Stabilized a high-change Rails service by tightening deploy mechanics, release discipline, and on-call handoffs—fewer regressions without freezing throughput.

High-traffic B2B SaaS (anonymized) Ruby on RailsCI/CDObservabilityPostgreSQL
Incidents
Down month-over-month after guardrails
Rollback time
Minutes, first-class path
Change rate
Kept shipping; less firefighting

Problem

The team shipped quickly, but production churn was expensive: partial deploys, unclear rollback paths, and incidents that dragged because signals were fragmented.

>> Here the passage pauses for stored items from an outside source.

PR #350, opened 2020-06-04
added test cases for 404 page

haraprasadj:


haraprasadj:
> should this be an interactive test? i think this test can be automated
Yeah, but I don't know the properties of the 404 page, so will make it automated once I know


> also i think it would be worth to test the following scenarios:
> 
> 1. if i'm trying to navigate to some predefined location, like `/profile`, i should NOT be directed to the 404 page.
> 2. if i'm trying to navigate to a project page that EXISTS in the env, like `/DEV-test`, i should NOT be directed to the 404 page, but i should be redirected to the project submission page for this specific project.

I will add these scenarios, thanks!

PR #362, opened 2020-06-12
added tests for data in explorer page

haraprasadj:


suites/portal/dataExplorerTest.js
```diff
@@ -101,8 +101,82 @@ Scenario('Faceted search - Nested data - Nested fields can be shown @manual', if
...
+          }
+          Oncology_Primary {
+            Multiplicitycounter
+            ICDOSite
+          }
+        }
+      }
+      3. Navigate to the explorer page (e.g. https://qa-mickey.planx-pla.net/explorer)
+      4. Verify that the data in the table matches the data from the query page
+      5. Verify that there is a sub-table for each nested parent (ActionableMutations and Oncology_Primary in the example)
```
mfshao, line 177: maybe worth to mention only if the nested data is an array, then the sub-table will be showing

haraprasadj: done, thanks!

PR #388, opened 2020-07-01
chore(qa): Refactor apiUtils

themarcelor:
Addressing all issues pointed out by the linter (eslint).

### DIFF
--- a/package.json
+++ b/package.json
@@ -16,6 +16,7 @@
   "devDependencies": {
     "@elastic/elasticsearch": "^7.6.1",
     "@google-cloud/storage": "^4.3.0",
+    "axios": "^0.19.2",
     "atob": "^2.1.2",
     "babel-eslint": "^10.0.3",
     "chai": "^4.2.0",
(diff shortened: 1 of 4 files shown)


suites/portal/indexingPageTest.js
```diff
@@ -61,7 +61,7 @@ Scenario('Navigate to the indexing page and upload a test manifest @indexing', a
   I.waitForElement({ css: '.indexing-page' }, 10);
   I.click('.index-flow-form'); // after clicking open window file upload dialog
   await I.attachFile('input[type=\'file\']', `manifest_${I.cache.UNIQUE_NUM}.tsv`);
-  I.click({ xpath: 'xpath: //button[contains(text(), \'Index Files\')]' });
+  await I.click({ xpath: 'xpath: //button[contains(text(), \'Index Files\')]' });
```
haraprasadj, line 64: I.click does not seem to be asynchronous from the docs ... can you check that once

themarcelor: I've noticed that the `checkPod` log entries were showing up before the click event logs, hence, the introduction of the `await` 🤷

package.json
```diff
@@ -16,6 +16,7 @@
   "devDependencies": {
     "@elastic/elasticsearch": "^7.6.1",
     "@google-cloud/storage": "^4.3.0",
+    "axios": "^0.19.2",
```
haraprasadj, line 19: are we using this in the code? but no harm adding a dependency I guess

PR #423, opened 2020-07-30
chore(qa): Write metrics for data simulator

themarcelor:
tracking data simulator success and failures in influxdb.


mfshao:
i'm not sure, if the script fails in middle of this https://github.com/uc-cdis/gen3-qa/blob/35e327555793e95edfef4cdc2fb3a54933f8af70/jenkins-simulate-data.sh#L86 can it be caught with this metric?

themarcelor:
I have a pushed a change to address your concern @mfshao

PR #1254, opened 2025-12-23
Add smbclient wrapper

fstajniak:
## Checklist

This PR:

### DIFF
--- a/src/viadot/sources/smb_client.py
+++ b/src/viadot/sources/smb_client.py
@@ -221,14 +221,15 @@ def _add_prefix_to_filename(filename: str, prefix: str) -> str:
 
 
 def extract_year_from_path(file_path: str) -> str | None:
-    """Extract year (4-digit, 1900-2099) from file path if present.
+    """Extract year (4-digit, 1900-2099) from directory path if present.
 
-    Searches for 4-digit numbers between 1900-2099 in the file path. If multiple
-    years are found, returns the last one (closest to the file), as it's most
-    likely the relevant year for the file.
+    Searches for 4-digit numbers between 1900-2099 in the directory part of the
+    file path only (excluding the filename). If multiple years are found, returns
+    the last one (closest to the file), as it's most likely the relevant year
+    for the file.
 
     Args:
-        file_path (str): The file path to search for years.
+        file_path (str): The file path to search for years in directories only.
 
     Returns:
         str | None: The extracted year as a string, or None if no valid year found.
@@ -240,10 +241,16 @@ def extract_year_from_path(file_path: str) -> str | None:
         '2024'
         >>> extract_year_from_path("data/file.xlsx")
         None
+        >>> extract_year_from_path("2024/data/file1926.xlsx")
+        '2024'
     """
-    # Match 4-digit year (1900-2099) in the path
+    directory_path = str(Path(file_path).parent)
+    if directory_path == ".":
+        return None
+
+    # Match 4-digit year (1900-2099) in the directory path only
     year_pattern = r"\b(19\d{2}|20[0-9]{2})\b"
-    matches = re.findall(year_pattern, file_path)
+    matches = re.findall(year_pattern, directory_path)
     if matches:
         # Return the last year found (closest to the file in the path)
         return matches[-1]


src/viadot/sources/smbclient_wrapper.py
```diff
@@ -0,0 +1,1824 @@
...
+            aws_credentials=aws_credentials,
+            timeout=timeout,
+            prefix_levels_to_add=prefix_levels_to_add,
+        )
+    except SMBInvalidFilenameError:
+        logger.warning(f"Skipping file with invalid filename: {remote_path}")
+        return None
+
+
+def stream_smb_files_to_s3(  # noqa: PLR0913
```
Rafalz13: Maybe it can be part of the connector class, or it should be moved to tasks. To be able to easily run it. Currently, this function is in the file, but it's not accessible importing class.
Consider moving it into task or even flow.

The same with the rest functions created outside class

src/viadot/sources/smbclient_wrapper.py
```diff
@@ -0,0 +1,1824 @@
...
+            # Example: "file.xlsx       A    19489  Thu Apr 10 14:41:14 2025"
+            match = re.match(
+                r"^(.+?)\s+([A-Z])\s+(\d+)\s+(\w+)\s+(\w+)\s+(\d+)\s+(\d+:\d+:\d+)\s+(\d+)$",
+                stripped,
+            )
+            if match:
+                name = match.group(1).strip()
+                type_char = match.group(2)
+                size = int(match.group(3))  # File size in bytes
+                # day_name = match.group(4)  # Not used
```
Rafalz13: remove if this is not used

src/viadot/sources/smbclient_wrapper.py
fstajniak: I dont think it is necessary because new connector (class) provides 3 functions:

- list_directory (wraps the get_hybrid_listing_with_fallback function) -> listing files on an SMB server
- download_file (wraps the download_file_from_smb_with_retry function) -> downloading files locally from SMB server
- stream_files_to_s3 (wraps the stream_smb_files_to_s3 function) -> streaming using STDOUT->STDIN from SMB server to S3

src/viadot/sources/smb_client.py
```diff
@@ -0,0 +1,1734 @@
...
+    if len(paths) == 1:
+        logger.info(f"Successfully downloaded file to: {paths[0]}")
+    else:
+        logger.info(
+            f"Successfully extracted {len(paths)} files from ZIP: {remote_path}"
+        )
+    return paths
+
+
+def _stream_file_from_smb_to_s3(  # noqa: C901, PLR0912, PLR0915
```
trymzet: Looks like you're hardcoding the destination in the source, which is not the way to go about it, since it's a lot of code that has nothing to do with the source connector (and also seems like a lot of duplication between what is here and in the `S3` source, whereas all S3 logic should be in the S3 connector).

Instead, the connector should work with generators, so that the task/destination can request the data one chunk at a time from the connector, eg.:

```python
# The source generates data in chunks, which can be consumed as required.
def to_df():
    for chunk in df_chunks:
        yield df_chunk
```

then eg. in the flow:

```python
smb = SMB()
s3 = S3()

@task
def smb_to_s3(to_df_params, from_df_params):
    # Process one chunk of data (file?) at a time.
    for chunk in smb.to_df(**to_df_params):
        s3.from_df(chunk, **from_df_params)
```
This way you generate and upload one chunk at a time without having to hardcode the destination in the source connector.

src/viadot/sources/smb_client.py
```diff
@@ -0,0 +1,1734 @@
...
+class SMBClient(Source):
+    """Lightweight `Source` connector built around helpers in this module.
+
+    This class does **not** introduce new complex logic (such as full tree scanning),
+    it only wraps the existing helper functions:
+
+    - `get_listing_with_shallow_first` - shallow-first directory listing with recursive
+    expansion,
+    - `download_file_from_smb` - file download with optional ZIP extraction,
+    - `stream_smb_files_to_s3` - streaming files directly to S3.
```
trymzet: The connector still contains all this complexity whether you define the logic here or 10 lines above. I guess you could rewrite this as listing the functionalities of the connector:

```suggestion
   Functionality:
   - recursively listing directories
   - file download with optional ZIP extraction
```

src/viadot/sources/smb_client.py
```diff
@@ -0,0 +1,1734 @@
...
+                dynamic_date_symbols=dynamic_date_symbols,
+                dynamic_date_format=dynamic_date_format,
+                dynamic_date_timezone=dynamic_date_timezone,
+            )
+
+        if should_include:
+            paths.append(self.path)
+
+        # Recursively check children
+        for child in self.children:
```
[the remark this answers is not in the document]
fstajniak: Directories can contain files and that's why we need to check each files inside that directory (recursively)

Rafalz13 (approved):

PR #1255, opened 2025-12-30
ECB Currencies Connector

DominikTyrala:


src/viadot/sources/ecb.py
```diff
@@ -0,0 +1,183 @@
...
+from viadot.exceptions import APIError
+from viadot.sources.base import Source
+from viadot.utils import (
+    add_viadot_metadata_columns,
+    handle_api_response,
+    validate,
+)
+
+
+class ECB(Source):
```
trymzet: It seems this connector does not handle the ECB API but instead only one specific endpoint, the exchange rates one, correct? If so, this should be called `ECBExchangeRates` and the `url` should actually be hardcoded to `https://www.ecb.europa.eu/stats/eurofxref/eurofxref-daily.xml`.

Alternatively, we could leave this as ECB, but then you need to refactor the connector to work for other endpoints as well (so parsing function would either need to be rewritten to be generic or you'd have one parsing function per endpoint - with only one function currently implemented, called eg. `_parse_exchange_rates_xml()`).

trymzet (changes requested):
Added my comments

PR #1276, opened 2026-03-12
🚀 Add new param `gh_actor` to transform and catalog flow

AndriiKachan:
this also introduces new viadot version 2.4.2


marcinpurtak (approved):

trymzet:
@AndriiKachan what is this param for? It doesn't seem like tracking sth like this belongs to the flow, but rather should be done in the relevant GitHub workflow.

AndriiKachan:
> @AndriiKachan what is this param for? It doesn't seem like tracking sth like this belongs to the flow, but rather should be done in the relevant GitHub workflow.

Hello @trymzet , it is used by our client internal CI workflow which runs `dbt_rerun` deployment, which uses this flow. Basically, we created an Action and can see who triggered/requested its run on Prefect. Please align with @burzecj , as its his feature.

burzecj:
We were required to create a GitHub Actions workflow so that the werfen team could rerun dbt models without access to the prod Prefect account. Since we were using a prod user within Prefect to trigger deployments, we had to add annotations to make it clear in the Prefect logs who initiated a given deployment. This parameter is only passed when invoking `dbt-rerun` via the GitHub Actions workflow.

trymzet:
Makes sense, though it looks like this could be better solved by eg. running the deployment with a custom tag (which would be passed in the GitHub workflow), rather than modifying the flow with a param that's completely unrelated to its logic.

But at least now the reason for this feature is discoverable in the repo so we can refactor this in the future if required.

burzecj:
> Makes sense, though it looks like this could be better solved by eg. running the deployment with a custom tag (which would be passed in the GitHub workflow), rather than modifying the flow with a param that's completely unrelated to its logic.
> 
> But at least now the reason for this feature is discoverable in the repo so we can refactor this in the future if required.

If there's an option to update the tag when the deployment is triggered, we can definitely do that. 
When we were setting up this GitHub workflow, this solution seemed like the simplest option at first, but we can certainly improve it.

@AndriiKachan could you create a new GH Issue regarding improving this approach and put it to DE/DevOps backlog? 
I'd appreciate it

trymzet:
Yes, you can set tags at the deployment run level (`prefect deployment run my_deployment --tag my_tag`). Sounds great.

AndriiKachan:
Issue created:
- https://github.com/dyvenia/werfen-project/issues/4254

PR #1303, opened 2026-04-07
luma_url default value removed

k-wolski:
## Summary
In order to enable WAF for the projects, we should avoid setting default values to localhost. Prefect CLI during deployment registration is not allowing such flows, even though we are setting the `luma_url` to meaningful value.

The business needed velocity without roulette—especially around database migrations and cache invalidation edges.

Constraints

  • Legacy momentum: customers depended on a mature Rails codebase with historical shortcuts.
  • Lean on-call: no dedicated SRE bubble; engineers needed runbooks that matched reality.
  • Latency-sensitive paths: some endpoints dominated revenue-sensitive flows—performance regression was a production incident class.

Architecture

We treated release engineering as part of product architecture:

  • Single artifact per deploy with explicit versioning and health gates
  • Migration strategy encoded as phased steps (expand/contract where applicable) rather than “big bang” DDL
  • Tracing and logs correlated around request IDs—enough to answer “what changed?” without SSH folklore

Conceptually: CI builds confidence, deploy orchestration limits blast radius, observability closes the loop.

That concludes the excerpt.